AMD / Intel / Basic NVIDIA (Vulkan)

  1. Works with AMD Adrenalin, Intel Arc Graphics, or standard NVIDIA drivers.
  2. You don't need to install anything, because the required vulkan-1.dll is automatically installed by Windows with your GPU drivers.
  3. Set "HardwareBackend": "Vulkan" in appsettings.json.

CPU Only

  1. Set "HardwareBackend": "CPU". No extra steps required.

4. Running the App

  1. Launch Echo.exe.
  2. A console window will appear, initializing all the required settings.
  3. Follow the logs—they are designed to be extremely readable so you can instantly tell if something goes wrong.
  4. Hold down your designated Push-To-Talk key, speak your thoughts, and release the key.
  5. The transcribed text will automatically be saved to your clipboard and typed into your active window right under your cursor if you have enabled 'UseAutoInsert'.

🛠️ Troubleshooting

Issue: Couldn't find recording devices in the system, shutting down...

  • Cause: Windows privacy settings are blocking access to your microphone, or no microphone is plugged in.
  • Fix: Go to Windows Settings -> Privacy & security -> Microphone. Ensure "Let desktop apps access your microphone" is turned ON.
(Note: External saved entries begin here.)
PR #431, opened 2024-06-20
Fix handshake for `arti-client`

yukibtc:
As requirement for usage of `arti-client`, added a flush method call in the `HandshakeMachine` writing round.

### DIFF
--- a/src/handshake/machine.rs
+++ b/src/handshake/machine.rs
@@ -73,6 +73,7 @@ impl<Stream: Read + Write> HandshakeMachine<Stream> {
             HandshakeState::Writing(mut buf) => {
                 assert!(buf.has_remaining());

Issue: BadDeviceId calling waveOutOpen or application crashes on startup.

  • Cause: You have audio feedback enabled ("PlaySound": true), but your system currently has no active audio output devices (speakers/headphones).
  • Fix: Connect a speaker/headphone or set "PlaySound": false in appsettings.json.

Issue: The application types out random words, hallucinations, or just the prompt instead of what you said.
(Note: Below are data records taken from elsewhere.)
PR #432, opened 2024-07-02
Updated dependencies

ivanrg99:
Updated some of the dependencies on the project

### DIFF
--- a/Cargo.toml
+++ b/Cargo.toml
@@ -65,7 +65,7 @@ version = "0.26"
 
 [dev-dependencies]
 criterion = "0.5.0"
-env_logger = "0.11.5"
+env_logger = "0.11"
 input_buffer = "0.5.0"
 rand = "0.8.4"
 socket2 = "0.5.5"
--- a/Cargo.toml
+++ b/Cargo.toml
@@ -29,16 +29,16 @@ __rustls-tls = ["rustls", "rustls-pki-types"]
 
 [dependencies]
 data-encoding = { version = "2", optional = true }
-byteorder = "1.3.2"
-bytes = "1.0"
-http = { version = "1.0", optional = true }
-httparse = { version = "1.3.4", optional = true }
-log = "0.4.8"
-rand = "0.8.0"
+byteorder = "1.5"
+bytes = "1.6"
+http = { version = "1.1", optional = true }
+httparse = { version = "1.9", optional = true }
+log = "0.4"
+rand = "0.8"
 sha1 = { version = "0.10", optional = true }
-thiserror = "1.0.23"
-url = { version = "2.1.0", optional = true }
-utf-8 = "0.7.5"
+thiserror = "1.0"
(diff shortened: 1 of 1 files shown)


ivanrg99:
`env_logger` and other packages (like `syn`) will fail due to the MSRV being 1.60, which is quite old at this point. We should consider increasing the MSRV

  • Cause: Your microphone is too quiet, and the Voice Activity Detection (VAD) cut off your speech, sending a silent audio file to the AI. The AI hallucinated based on the default context prompt.
  • Fix: Lower the "SilenceThreshold" in appsettings.json (e.g., from 0.03 to 0.01 or 0.005). You can also enable "OutputMicAmplitudeDebugInfo": true to see your actual mic levels in the console.

Issue: The AI transcribes keyboard clicks, mechanical sounds, or the app's own "beep" as random words.
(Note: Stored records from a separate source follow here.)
Issue #312, opened 2022-11-04
Error's `Display` and `Error::source` contain duplicate info


vilgotf:
`Error` returns duplicate information since the error source is included in *both* the `Display` and `Error::source`, for example logging errors with tracing produce the following:
```
2022-11-04T19:05:01.777878Z  WARN crate: error=websocket errored error.sources=[IO error: unexpected end of file, unexpected end of file]
```

It would be nice to either include downstream error information in *just* the `Error::source` (leaving `Display` with "IO error") as discussed here: https://github.com/dtolnay/thiserror/issues/38 or to not implement `Error::source` for the `Error::Io` variant.

agalakhov:
Thank you for pointing this. This is one of artifacts coming from pre-2018 Rust and from early versions of Tungstenite. This definitely needs reworking.

PR #434, opened 2024-07-04
fix: eliminate linter errors and improve errors (#312)

tnychn:


agalakhov:
What's the point of converting abbreviated names like "TLS" or "HTTP" to lowercase?

daniel-abramov (commented):
I second the question - I ran `clippy` (nightly) locally and there were no warnings about the error message case (only a couple `result_large_err` warnings).

PS: Also, I believe that if we were to handle linter warnings in this PR, it would make sense to introduce a corresponding step in the CI pipeline.

daniel-abramov:
Superseded by https://github.com/snapview/tungstenite-rs/pull/445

  • Cause: Your microphone is picking up the physical sound of your Push-To-Talk keystroke or the application's audio feedback. The VAD registers this sharp noise as speech.
  • Fix: Lower the application's audio feedback "Volume" in appsettings.json (e.g., to 0.05) and slightly increase the "SilenceThreshold" (e.g., to 0.02) so the VAD ignores these background noises. Positioning your microphone further away from the keyboard also helps.